Initial best-effort ZeroGPU port of Khala song generation

d1f1097 verified 5 days ago

preview code

raw

history blame contribute delete

4.33 kB

	# New Tokenizer System

	## Key Differences from the Old Tokenizer System

	### 1. Hugging Face–style API

	We now have a `MegatronTokenizer` class that provides a familiar, simple API similar to Hugging Face’s:

	`.from_pretrained()` – Load a tokenizer from a directory or file, automatically detecting the type and settings.

	`.write_metadata()` – Save tokenizer configuration (metadata) so that it can be reused without re-specifying parameters.

	This eliminates the need for long initialization arguments and hard-coded settings in training scripts.

	### 2. Tokenizer Metadata

	A metadata file (JSON) now stores all essential tokenizer configuration in one place:
	- Tokenizer library (e.g., HuggingFace, SentencePiece, TikToken, etc.)
	- Chat templates
	- Tokenizer class

	Benefits:
	- You only need to set these parameters once.
	- No more passing multiple CLI arguments for tokenizer settings.
	- Easy sharing — just copy the tokenizer directory with its metadata file.

	### 3. Library Classes Are Now Internal

	In the old system, you had to know which tokenizer library to use (`SentencePieceTokenizer`, `HuggingFaceTokenizer`, etc.) and instantiate it manually.

	In the new system:
	- The library is automatically detected from the metadata.
	- The correct tokenizer implementation is chosen under the hood.
	- Users don’t need to manually manage tokenizer classes.

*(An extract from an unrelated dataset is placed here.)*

PR #193, opened 2026-08-19
feat(typescript): embed texture images in GLB export (opt-in)

thomazyujibaba:
## Summary

The parser has extracted texture bytes for a while (#4, #13) and every baked primitive already carries UVs (#6), but `toGLB` never wrote `images` or `textures` — so an exported model loses its textures and every textured material falls back to its averaged colour. A wood-veneer cabinet exports as a flat brown block.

	### 3. Support for Model-specific Tokenizer Classes

	The system now supports:
	- Built-in LLM-specific tokenizers.
	- Custom tokenizers: You can create your own tokenizer class by inheriting from `MegatronTokenizerText` and specify it in the `tokenizer_class` field in the metadata file.
	- This allows advanced customization while keeping defaults simple for most users.

	### 4. Usage

	Creating and Saving Metadata

	```python
	from megatron.core.tokenizers import MegatronTokenizer

	# The metadata will be stored as a file named tokenizer_metadata.json inside the tokenizer’s directory.
	MegatronTokenizer.write_metadata(
	tokenizer_path="/path/to/tokenizer.model",
	tokenizer_library="sentencepiece",
	chat_template="chat template in jinja format",
	)

	# To use custom tokenizer class
	from megatron.core.tokenizers.text import MegatronTokenizerText

	class CustomTokenizer(MegatronTokenizerText):
	...

	MegatronTokenizer.write_metadata(
	tokenizer_path="/path/to/tokenizer.model",
	tokenizer_library="sentencepiece",
	chat_template="chat template in jinja format",
	tokenizer_class=CustomTokenizer,
	)

	# To save metadata to another dir
	MegatronTokenizer.write_metadata(
	tokenizer_path="/path/to/tokenizer.model",
	tokenizer_library="sentencepiece",
	metadata_path="/path/to/save/metadata.json",
	)

	```

	Restoring the tokenizer

	```python
	from megatron.core.tokenizers import MegatronTokenizer

	MegatronTokenizer.from_pretrained(
	tokenizer_path="/path/to/tokenizer.model",
	)

	# If metadata is not in tokenizer’s dir
	MegatronTokenizer.from_pretrained(
	tokenizer_path="/path/to/tokenizer.model",
	metadata_path="/path/to/metadata.json",
	)

	# Pass metadata as dict
	MegatronTokenizer.from_pretrained(
	tokenizer_path="GPT2BPETokenizer",
	metadata_path={"library": "megatron"},
	vocab_file="/path/to/vocab.txt",
	)

	# Pass additional params
	MegatronTokenizer.from_pretrained(
	tokenizer_path="/path/to/tokenizer/model.json",
	metadata_path={"library": "tiktoken"},
	pattern="v2",
	num_special_tokens=1000,
	)

	# Null tokenzier
	MegatronTokenizer.from_pretrained(
	metadata_path={"library": "null"},
	vocab_size=131072,
	)

	```

	### 4. Megatron-LM pretraining compatibility

	New tokenizer system is compatible with megatron-lm pretrain script. If `--tokenizer-metadata` is not specified, a default metadata file will be generated automatically.

	```bash
	# Null tokenizer
	torchrun --nproc_per_node=1 pretrain_gpt.py \
	... \
	--tokenizer-type NullTokenizer \
	--vocab-size 131072

	# HuggingFace tokenizer with specified metadata
	torchrun --nproc_per_node=1 pretrain_gpt.py \
	... \
	--tokenizer-type HuggingFaceTokenizer \
	--tokenizer-model meta-llama/Meta-Llama-3-8B \
	--tokenizer-metadata /path/to/metadata.json

	```

	The Megatron-LM pretraining script still supports the legacy tokenizer system. To enable it, simply add the `--legacy-tokenizer` flag.